Rob Marris: The Government amendments have been ably explained by the Paymaster General. As I understand them, they are mostly a tidying-up exercise. Amendments Nos. 4 and 6 are not so much about that. We have already dealt with amendment No. 3 under clause 291. For obvious, reasons amendment No. 5 was not selected, because it can be dealt with by a stand part debate on clause 294. My understanding is that, as a general indication, the lower the amendment number, the earlier it was tabled. That does not necessarily mean that amendment No. 4 was the fourth that was tabled, but there is a strong tendency that a low amendment number indicates an amendment that was tabled early. As I understand it, they are batched together. This is putting a slight gloss on it, but that suggests to me that four of the top six amendments—
The Chairman: Order. May I assist the hon. Gentleman? Amendments are numbered as they come in. They are grouped as they occur in the Bill.

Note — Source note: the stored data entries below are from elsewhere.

PR #399, opened 2023-03-02
Move prometheus server to main

KalmanMeth:
Even if we have no encode_prom, define the prometheus endpoint so that operational metrics can be reported.
Define prefix for operational metrics.
Remove addr:port from encode_prom definition.
Allow multiple instantiations of encode_prom with different parameters.
All encode_prom instances use the same global prometheus endpoint.


pkg/pipeline/utils/prom_server.go
```diff
@@ -0,0 +1,47 @@
...
+	"os"
+
+	"github.com/netobserv/flowlogs-pipeline/pkg/api"
+	"github.com/prometheus/client_golang/prometheus/promhttp"
+	"github.com/sirupsen/logrus"
+)
+
+// StartServer listens for prometheus resource usage requests
+func StartPromServer(tlsConfig *api.PromTLSConf, server *http.Server) {
+	logrus.Debugf("entering startServer")
```
jotak, line 31: nit: doc mismatch `StartServer` => `StartPromServer`, and debug log `startServer` => `StartPromServer`

pkg/pipeline/utils/prom_server.go
```diff
@@ -0,0 +1,47 @@
...
+
+	var err error
+	if tlsConfig != nil {
+		err = server.ListenAndServeTLS(tlsConfig.CertPath, tlsConfig.KeyPath)
+	} else {
+		err = server.ListenAndServe()
+	}
+	if err != nil && err != http.ErrServerClosed {
+		logrus.Errorf("error in http.ListenAndServe: %v", err)
+		os.Exit(1)
```
jotak, line 45: I saw that you kept the same behaviour, but surely it would make more sense to not exit when `metricsSettings.NoPanic` is true?

jotak:
Thanks @KalmanMeth for this! :)

jotak:
@KalmanMeth the PR looks good to me, just a few minor remarks above.
Since it's a breaking change we must put it on hold because changes are necessary on the operator side as well
/hold

pkg/pipeline/utils/prom_server.go
KalmanMeth: done

pkg/pipeline/utils/prom_server.go
KalmanMeth: done

jotak (approved):
lgtm
restarted the e2e test that failed with a timeout

jotak:
@KalmanMeth I mentioned this shouldn't be merged before the operator PR is ready to address the breaking changes; currently operator deployment is broken, so we need to do either a quick fix on the operator side, or rollback this one

KalmanMeth:
@jotak Sorry for the misunderstanding. I saw that you had removed the the no-merge label and added the label lgtm.

jotak:
the do-not-merge label is still there :)
no worries .. should be easy to fix in the operator

PR #401, opened 2023-03-07
Increasing test coverage

jotak:
- k8s enrichment
- convert utils


pkg/pipeline/transform/kubernetes/kubernetes_test.go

Rob Marris: They are grouped as they occur in the Bill, of course. It is the numbering to which I refer. It is putting a slight gloss on the matter, but I think that four of the first six Conservative amendments deal with part 7 and are designed to make life easier for those who wish to run tax-avoidance schemes. I think that that is very telling.
Mr. Flight: The hon. Gentleman might be pleased to know that they were amendments that were suggested by Mr. Edward Troup, who is now working for the Treasury, on the ground that he felt that the Government's proposals were unsatisfactory from a legal point of view. They were tabled early because he knew that he was changing jobs and that he needed to table them in good time.
Rob Marris: I stand to be corrected but I do not think that Edward Troup tabled the amendments. That was done by hon. Members.
Mr. Flight: I will take that back, because I do not know whether it was true. However, I asked Mr. Troup to sort out the amendments early.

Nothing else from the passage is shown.